Looking at the first round of 2020 PPP loans
At the time, last year’s Payroll Protection Program legislation was the largest federal expenditure ever (although it has now been surpassed!).
Kaggle features this data set including PPP loan data to small businesses through August 8, 2020.
“Paycheck Protection Program loan data by state for loans of $150,000 and above.”
Objective
The program was designed to save local jobs, so let’s take a closer look at the data to see what we can learn about the effects of the program.
Getting Started
Load the file into PyCharm with the standard libraries for analysis and then look at descriptors.
The shape of our data set is (661,218 rows, 16 columns). That’s a lot! We can cross-check the number of loans issued with information from the US Department of Treasury website and see there is a difference of 1,267 rows, or about 0.19%.
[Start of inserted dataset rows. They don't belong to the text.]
PR #2424, opened 2022-02-07
Avoid invalid memory access when ROI is malformed in tck header

jdtournier:
As [discussed on the forum](https://community.mrtrix.org/t/tck2fixel-segmentation-fault/2497/11), if a `tck` file header contains an entry for the ROI that doesn't have the expected 2 fields, this leads to a segfault when using e.g. `tckinfo` or `tck2fixel`. For some reason, the user had a header entry of the form:
```
ROI: none
```
Whereas we would normally write something like:
```
ROI: seed mask.mif
```
i.e. two separate entries. 

The change here consists simply of making sure that if only one token is parsed, a second empty string is added as the second, which then avoids the invalid memory access, and permits these headers to be used (the alternative is simply to ignore them, but I'm not sure that's the best thing to do here).

### DIFF
--- a/src/dwi/tractography/file_base.cpp
+++ b/src/dwi/tractography/file_base.cpp
@@ -36,6 +36,8 @@ namespace MR {
           if (key == "roi" || key == "prior_roi") {
             try {
               vector<std::string> V (split (kv.value(), " \t", true, 2));
+              if (V.size() < 2)
+                V.push_back (std::string());
               properties.prior_rois.insert (std::pair<std::string,std::string> (V[0], V[1]));
             }
             catch (...) {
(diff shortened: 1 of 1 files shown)


Lestropie:
Especially when the content is filling `prior_roi` with the string "`none`", ignoring makes more sense to me than conditioning. There are multiple other instances in the software where a malformed key-value specification results in a `WARN()`-level notification that the entry is being ignored.

jdtournier:
@Lestropie, just to make sure we're on the same page: is your preference here to ignore the entry altogether, rather than preserve the `none` token even if malformed? Happy with that too - in fact, that was the first thing I did. Just thought it might be better to preserve the info, but I agree if it's malformed, there's a pretty good argument for stripping it out!

Lestropie:
I would indeed ignore malformed tokens, regardless of the content. But the specific malformed token "`none`" is a particularly ironic token to go to the effort of preserving, given that an empty list conveys exactly that information (and arguably more accurately, since the content of `prior_rois` could stack across sequential commands, and then "`none`" wouldn't make much sense).

Lestropie (approved):
:+1:

PR #2427, opened 2022-02-10
DICOM: Change slice timing priority

Lestropie:
Reported by @bjeurissen.

Between two DWI series, one stored in mosiac format and one not, the current code produces a clearly erroneous slice timing vector in the latter case. The proposed change results in the use of DICOM field `AcquisitionTime` in the latter case, which produces an identical result between the two datasets (ignoring floating-point precision, since slice timing for mosaics is reported and propagated as a string).

Outstanding questions:

-   `dcm2niix` reports fractionally different slice timing for the non-mosaic dataset. I don't see any obvious source for this discrepancy. It's possible that it is deriving timings to a greater precision than what is reported in the DICOM headers, but I'm not sure.

-  I don't recall whether the CSA `TimeAfterStart` source was prioritised over `AcquisitionTime` due to behaviour in some other dataset, and therefore whether this change may result in erroneous behaviour elsewhere. @jdtournier Would your private DICOM test suite pick up such a change?

### DIFF
--- a/core/file/dicom/mapper.cpp
+++ b/core/file/dicom/mapper.cpp
@@ -308,13 +308,6 @@ namespace MR {
               slices_timing_str.push_back (temp);
             }
           }
-        } else if (std::isfinite (frame.time_after_start)) {
-          DEBUG ("Taking slice timing information from CSA TimeAfterStart field");
-          default_type min_time_after_start = std::numeric_limits<default_type>::infinity();
-          for (size_t n = 0; n != dim[1]; ++n)
-            min_time_after_start = std::min (min_time_after_start, frames[n]->time_after_start);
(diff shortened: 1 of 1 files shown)


Lestropie:
I wonder if it's worth generating slice timing vectors from all plausible sources, and then checking for supra-threshold differences between them. A warning could be issued if there's a discrepancy greater than some threshold, and the source to prioritise in that instance could be set via a config file entry. Might then get some community feedback on whether certain sources are better than others, or receive exemplars of when one fails.

Lestropie:
@jdtournier This needs a run against your private DICOM tests; particularly interested if anything spits out a different slice timing vector to what it had previously.

Also @bjeurissen if you have any sample data where you recall that MRtrix was getting this wrong, would be useful to add it to that test suite.

PR #2430, opened 2022-02-16
fixelconnectivity: Normal image handling

Lestropie:
Hopefully results in better behaviour in the scenario reported on the [forum](https://community.mrtrix.org/t/fixelfilter-error/5469); also removes a lot of unnecessary custom code.


jdtournier (approved):
Sounds sensible - though I can't really assess correctness properly, I'm relying on the CI tests here...

PR #2431, opened 2022-02-16
labelconvert: Throw exception on empty mapping

Lestropie:
Triggered by [forum post](https://community.mrtrix.org/t/about-how-to-use-the-template-to-create-the-connectome/5028), though it's hardly the first time it has happened.

### DIFF
--- a/cmd/labelconvert.cpp
+++ b/cmd/labelconvert.cpp
@@ -97,7 +97,7 @@ void run ()
 
   // Build the mapping from input to output indices
   const auto mapping = get_lut_mapping (lut_in, lut_out);
-  if (!*std::max_element (mapping.begin(), mapping.end()))
+  if (*std::max_element (mapping.begin(), mapping.end()) == 0)
     throw Exception ("Mapping between input and output LUTs is empty, i.e. no common node names between these two LUTs");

If we look closer at the schema of our data frame:
RangeIndex: 661218 entries, 0 to 661217
Data columns (total 16 columns):
# Column Non-Null Count Dtype
--- ------ -------------- -----
0 LoanRange 661218 non-null object
1 BusinessName 661210 non-null object
2 Address 661201 non-null object
3 City 661203 non-null object
4 State 661218 non-null object
5 Zip 661202 non-null float64
6 NAICSCode 654435 non-null float64
7 BusinessType 659789 non-null object
8 RaceEthnicity 661218 non-null object
9 Gender 661218 non-null object
10 Veteran 661218 non-null object
11 NonProfit 42462 non-null object
12 JobsRetained 620712 non-null float64
13 DateApproved 661218 non-null object
14 Lender 661218 non-null object
15 CD 661218 non-null object
dtypes: float64(3), object(13)
memory usage: 80.7+ MB
Data Pre-processing
Our objective is to learn about JobsRetained
, so let’s process the data set and make it more manageable to manipulate.
In this analysis, we are going to look for insights relating to geographic distribution, classification of companies receiving stimulus money, and the number of jobs retained.
NAICS Code refers to codes from the North American Industry Classification System used for categorization and statistical analysis of the US economy. It’s important to note this is a categorical variable and not continuous.
Otherwise, the data looks straightforward except that LoanRange
feature is not in the ideal format for computations. We’ll get to that later. For now, let’s look directly at the JobsRetained
column.
Summary statistics about JobsRetained
reveal that it is estimated that the total number of jobs saved stood at 31,456,513.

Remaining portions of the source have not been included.